(DATASET RECORDS begins)
PR #1015, opened 2024-02-18
Move the emudeck folder out of $HOME

ghost:
* Moved logging to $HOME/.config/EmuDeck, matches XDG standard

Inspired by:

* https://specifications.freedesktop.org/basedir-spec/basedir-spec-latest.html
* https://gitlab.com/es-de/emulationstation-de/-/issues/1622

### DIFF
--- a/api.sh
+++ b/api.sh
@@ -3,7 +3,7 @@
 
 API_pull(){
 	local branch=$1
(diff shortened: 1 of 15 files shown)


polyzen:
```
 $XDG_STATE_HOME defines the base directory relative to which user-specific state files should be stored. If $XDG_STATE_HOME is either not set or empty, a default equal to $HOME/.local/state should be used. 

 The $XDG_STATE_HOME contains state data that should persist between (application) restarts, but that is not important or portable enough to the user that it should be stored in $XDG_DATA_HOME. It may contain:

    actions history (logs, history, recently used files, …)

    current state of the application that can be reused on a restart (view, layout, open files, undo history, …)
```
(DATASET RECORDS ends)
# EXERCISE DIRECTIONS:
Every line containing the string "https" is required; copy each such line from the data.

# YOUR RESPONSE:
* https://specifications.freedesktop.org/basedir-spec/basedir-spec-latest.html
* https://gitlab.com/es-de/emulationstation-de/-/issues/1622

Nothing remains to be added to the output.